Copy `docker/.env.example` to `.env` and fill in API keys. At minimum you need one LLM provider key (Anthropic, OpenAI, Google, or OpenRouter).

## Architecture Notes

- State lives on disk in `.sf/` — no in-memory state survives across sessions
- Bundled extensions/agents sync to `~/.sf/agent/` on every launch
- LLM providers are lazy-loaded on first use to reduce cold-start time
- Native Rust engine handles grep, glob, ps, highlight, ast, diff

## SF Planning State

`.sf/` is the canonical home for SF agent state. It contains milestone plans, slice plans, task plans, and ephemeral working files under `.sf/milestones/`, `.sf/STATE.md`, `.sf/QUEUE.md`, and related artifacts.

**Promote-only rule:** Agent state (the `.sf/` directory under `~/.sf/projects/<hash>/`) is transient and gitignored — never committed directly. Project state (`.sf/` tracked in the repo root) contains only human-authored artifacts such as `DECISIONS.md`, `KNOWLEDGE.md`, `REQUIREMENTS.md`, `ROADMAP.md`, and `STATE.md`.

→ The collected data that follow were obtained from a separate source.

PR #87, opened 2023-09-14
Feature [ASSIST-297] [ASSIST-365] Azure Open AI Integration

dgoetzit:
Initial work for the setup of the Azure Open AI client, as well as the implementation and integration with the frontend AI Assistant.

There is still work to be done here in terms of testing, but want to ensure this doesn't become a blocker for others working on pieces surrounding this feature.


app-modules/integration-ai/config/settings.php
```diff
@@ -0,0 +1,88 @@
+<?php
```
Orrison, line 1: Don't we already have this file in root? Is there any issues with having this in two places?

app-modules/integration-ai/src/Client/BaseAIChatClient.php
```diff
@@ -0,0 +1,141 @@
...
+        }
+
+        return $response->choices[0]?->delta?->content ?: null;
+    }
+
+    protected function examineFinishReason(CreateStreamedResponse $response): void
+    {
+        match ($response->choices[0]->finishReason) {
+            'length' => throw new TokensExceededException('Your response was not successfully generated due to the max_tokens parameter or token limit being exceeded.'),
+            'content_filter' => throw new ContentFilterException('Your response was not successfully generated due to a flag from our content filters.'),
```
Orrison, line 106: Does this mean we can do what we discussed, where we could flag the audit record as like "concerning" or something like that?

app-modules/integration-ai/src/Client/BaseAIChatClient.php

Promoted artifacts — milestone summaries, architecture decision records (ADRs), and durable specifications — belong in tracked documentation directories:

- `docs/plans/` — reviewed implementation plans promoted from `.sf/` milestone planning
- `docs/adr/` — accepted architectural decisions promoted from `.sf/DECISIONS.md`
- `docs/specs/` — long-lived behavior contracts and API specifications

**Naming conventions:**
- Milestone IDs: `M001`, `M002`, …
- Slice IDs: `S01`, `S02`, …
- Task IDs: `T01`, `T02`, …

**Commands:**
- `sf plan promote <source>` — copy a file from `.sf/` to `docs/plans/`, `docs/adr/`, or `docs/specs/`
- `sf plan list` — list milestone and slice files in `.sf/`
- `sf plan diff` — compare `.sf/` state with promoted `docs/` artifacts

See [`docs/plans/README.md`](docs/plans/README.md), [`docs/adr/README.md`](docs/adr/README.md), and [`docs/specs/README.md`](docs/specs/README.md) for directory-specific conventions.

## Eval Dump Inbox

SF/Pi automatically loads `AGENTS.md` and `CLAUDE.md` from the repo tree at
startup. It does not automatically load `TODO.md`, but this repo uses root
`TODO.md` as a temporary human dump inbox for eval and self-evolution ideas.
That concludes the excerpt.